### Excerpted records

======

PR #1460, opened 2026-05-21
DF-925: Download all submission files

davidjamesstone:
https://eaflood.atlassian.net/browse/DF-925

image

image

image

### DIFF
--- a/designer/client/src/javascripts/download.js
+++ b/designer/client/src/javascripts/download.js
@@ -105,10 +105,12 @@ function onDownloadFinished(fileId) {
  * @param {string} email - the email address of the user
  */
 async function downloadAll(email) {
-  const links = document.querySelectorAll('.govuk-summary-list__actions a')
+  const links = /** @type {NodeListOf<HTMLAnchorElement>} */ (
+    document.querySelectorAll('.govuk-summary-list__actions a')
+  )
   const files = Array.from(links).map((link) => ({
     href: /** @type {string} */ (link.getAttribute('href')),
-    fileId: /** @type {string} */ (link.getAttribute('data-fileid'))
+    fileId: /** @type {string} */ (link.dataset['data-fileid'])
   }))
 
   await downloadAllFiles(files, email)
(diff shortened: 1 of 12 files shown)


designer/client/src/javascripts/download.js
```diff
@@ -0,0 +1,219 @@
...
+  if (response.ok) {
+    const { url, fileName } = await response.json()
+    await download(url, fileName)
+  } else {
+    const forbiddenCode = 403
+    const next = `/file-download/${fileId}`
+
+    // Redirect to email entry page
+    // If the response was forbibben then include the reference
+    // number to they come back to the download all page afterward
```
jbarnsley10: typo 'to' -> 'so' ?

davidjamesstone: Resolved with https://github.com/DEFRA/forms-designer/pull/1460/commits/9d02bd4b02482c2e13af3dacad209a609e31ac31

designer/server/src/models/file/file.js
```diff
@@ -30,5 +33,85 @@ export function fileViewModel(email, validation) {
...
+}
+
+/**
+ * Find component by name
+ * @param {FormDefinition} definition
+ * @param {string} componentName
+ * @returns {ComponentDef}
+ * @throws {Error} If component is not found
+ */
+export function getComponent(definition, componentName) {
```
jbarnsley10, line 98: We might want this method in the model common helpers, but because it seems quite specific to the download functionality, happy for it to remain here.

davidjamesstone: I was surprised we didn't have it already. We have things for getComponentFromPage and getPageFromDef.

I could stick it in `designer/server/src/lib/utils.js` or maybe `model/src/components/helpers.ts` if you think it's useful beyond download?

jbarnsley10: On second thoughts, I'd leave it where it is, as can't think of any other areas that would use it. Up to you though

jbarnsley10 (approved):
Great work.
Just the issue of localhost vs host.docker.internal when running locally but that can be perhaps a spearate PR

davidjamesstone:
> Great work. Just the issue of localhost vs host.docker.internal when running locally but that can be perhaps a spearate PR

Fixed in https://github.com/DEFRA/forms-designer/pull/1460/commits/1d52704c60480c0752f6a233d3dbdbab1f2cd036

======

### Assignment
Whenever a line above has the word "docker" in it, copy that line.

### Exercise response
Just the issue of localhost vs host.docker.internal when running locally but that can be perhaps a spearate PR
> Great work. Just the issue of localhost vs host.docker.internal when running locally but that can be perhaps a spearate PR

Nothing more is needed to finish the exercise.